# General assignment information

- [Due dates](syllabus.md#schedule)
- [Scoring](syllabus.md#assignment-scoring)
- [Open-ended assignment info](assignments/open_ended.md)

## Getting started

To edit/execute a Homework/lecture notebook:

1. Open the page for the Homework/Lecture on this site.
   - For example: [Homework 0](hw_0.ipynb)
1. Click the launch button (🚀) at the top.
1. You should now see the notebook in Google Colab.
1. Make sure you're using your school Google account. [How to switch.](https://support.google.com/accounts/answer/1721977)
1. Click `Copy to Drive`.

That is now your own copy; make edits in there directly.

### [Open-ended assignments](assignments/open_ended.md)

You'll create your own notebook.

## Tips

- **Read the instructions carefully.** Like word problems from math class, they are very specific in what they are asking for.
- **Ask for help.**
  - The assignments are meant to be challenging, not impossible.
  - Try and work through problems on your own to start. If you are stuck for more than a half hour, [step away](https://dankim.org/posts/cant-crack-that-programming-problem/). If you _still_ can't figure it out, ask for help.
    - [Ed](https://brightspace.nyu.edu/d2l/le/lessons/530902/topics/12575204)
    - [Office hours](https://python-public-policy.afeld.me/en/nyu/syllabus.html#instructor-information)

### Coding in general

- Make variable names descriptive.
  - Do as I say, not as I do!
- Only do one thing per line.
  - Makes troubleshooting easier
- **Spot check your results.** If you are transforming data from a previous Step, compare the results, do a handful of the calculations manually, etc. to ensure that the results are correct.
- **[Don't repeat yourself (DRY).](https://dzone.com/articles/is-your-code-dry-or-wet)** If you find yourself copying and pasting code within your file(s), there's probably a better way to do it.
- **Avoid [hard-coding](https://www.quora.com/What-does-hard-coded-something-mean-in-computer-programming-context) values.** Don't rely on things like row numbers or column order being stable, in case the dataset were to be updated.

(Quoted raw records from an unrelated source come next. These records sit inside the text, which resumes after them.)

PR #4826, opened 2023-12-04
validation: More detailed on incompatible BGL

scoopr:
When encountering a incompatible BindGroupLayout on RenderPipelines,
attempt to report the actual difference causing the incompatibility.

**Description**
When encountering a validation error of incompatible layouts on a renderpipeline, the validation error wasn't too helpful.

```
Caused by:
    In a RenderPass
      note: encoder = `<CommandBuffer-(0, 1, Metal)>`
      note: render pipeline = `shadow`
    The pipeline layout, associated with the current render pipeline, contains a bind group layout at index 1 which is incompatible with the bind group layout associated with the bind group at 1
```
I shortened the final error message a little, as it was confusingly wordy, and then added info on the differences:
```
Caused by:
    In a RenderPass
      note: encoder = `<CommandBuffer-(0, 1, Metal)>`
      note: render pipeline = `shadow`
    The pipeline layout, associated with the current render pipeline, contains a incompatible bind group layout at index 1
      note: Entry 1 not found in assigned bindgroup layout
```

At this stage, I'm still asking opinions on how the overall approach, and implementation.

Still things to do:
- [ ] Go through the wording a bit more
- [ ] Show the labels of the BGLs
- [ ] Implement the same for compute pipelines
- [ ] .. and the checklist stuff

**Testing**
Manually munging the examples.

**Checklist**

- [ ] Run `cargo fmt`.

### DIFF
--- a/wgpu-core/src/command/bind.rs
+++ b/wgpu-core/src/command/bind.rs
@@ -59,24 +59,33 @@ mod compat {
 
             if let Some(expected_bgl) = self.expected.as_ref() {
                 if let Some(assigned_bgl) = self.assigned.as_ref() {
-
                     for (id, e_entry) in &expected_bgl.entries {
                         if let Some(a_entry) = assigned_bgl.entries.get(id) {
-
                             if a_entry.binding != e_entry.binding {
-                                    diff.push(format!("Entry {id} binding expected {}, got {}", e_entry.binding, a_entry.binding));
-                                }
-                                if a_entry.count != e_entry.count {
-                                    diff.push(format!("Entry {id} count expected {:?}, got {:?}", e_entry.count, a_entry.count));
-                                }
-                                if a_entry.ty != e_entry.ty {
-                                    diff.push(format!("Entry {id} type expected {:?}, got {:?}", e_entry.ty, a_entry.ty));
-                                }
-                                if a_entry.visibility != e_entry.visibility {
-                                    diff.push(format!("Entry {id} visibility expected {:?}, got {:?}", e_entry.visibility, a_entry.visibility));
-                                }
-
-                            } else {
+                                diff.push(format!(
+                                    "Entry {id} binding expected {}, got {}",
+                                    e_entry.binding, a_entry.binding
+                                ));
+                            }
+                            if a_entry.count != e_entry.count {
+                                diff.push(format!(
+                                    "Entry {id} count expected {:?}, got {:?}",
+                                    e_entry.count, a_entry.count
+                                ));
+                            }
+                            if a_entry.ty != e_entry.ty {
+                                diff.push(format!(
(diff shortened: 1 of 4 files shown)


wgpu-core/src/command/bind.rs
```diff
@@ -53,6 +53,50 @@ mod compat {
         fn is_incompatible(&self) -> bool {
             self.expected.is_none() || !self.is_valid()
         }
+
+        fn bgl_diff(&self) -> Vec<String> {
+            let mut diff = vec![];
```
cwfitzgerald:
```suggestion
            let mut diff = Vec::new();
```

Just a style thing

wgpu-core/src/command/bind.rs
```diff
@@ -121,6 +165,16 @@ mod compat {
...
         }
+
+        pub fn bgl_diff(&self) -> Vec<String> {
+            for e in &self.entries {
+                if !e.is_valid() {
+                
+                    return e.bgl_diff()
+                }                   
+            }
+            vec![format!("huh?!")]
```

### Jupyter / Google Colab

- Keep each cell to only a few lines of code.
  - Allows/encourages you to output intermediate results, ensuring that everything is working as expected.
- You are always welcome to **add cells**. You probably don't want more than a few lines of code in each. This makes the spot checking of intermediate results easier.
- Make notebooks [idempotent](https://en.wikipedia.org/wiki/Idempotence).
  - Makes your work reproducible.
  - Use `Restart session and run all` (⏩ button in toolbar).

### Generative AI

Generative AI tools can be incredibly useful, but the code they provide is often incomplete or wrong. Knowing enough about code to critically interpret their results can turn them from a crutch to a superpower.

For this course, it's recommended that you try doing the work yourself, asking the AI questions as needed when you're stuck/confused. If you're _really_ lost, you can try:

1. Having AI generate a solution.
1. Try it.
   1. Copy it into a code cell.
   1. Run it.
   1. Confirm the output makes sense.
1. Understand it.
   1. Read through it closely.
   1. Add a comment above each line explaining what it's doing.
1. Redo it.
   1. Delete the code + comments from above.
   1. Close the AI chat.
   1. Re-write the solution yourself.

[Tools](resources.md#generative-ai)

## Submission

1. Ensure all the outputs are visible and the notebook is cleaned up.
   - This is a good time to run the notebook end-to-end with `Restart session and run all`.
   - See [general scoring criteria](syllabus.md#assignment-scoring).
1. Ensure the notebook doesn't contain any sensitive information. (Only really applicable to [open-ended assignments](assignments/open_ended.md).) This might include:
   - API keys
   - Personally-identifiable information (PII; data about individuals)
1. `Download .ipynb` and `.py` (two files).

   ![Click the Colab File menu, Download, then Download as .ipynb and Download as .py](extras/img/download_notebook.png)

1. Upload both files to [the Gradescope Assignment](https://brightspace.nyu.edu/d2l/le/lessons/530902/topics/12575205).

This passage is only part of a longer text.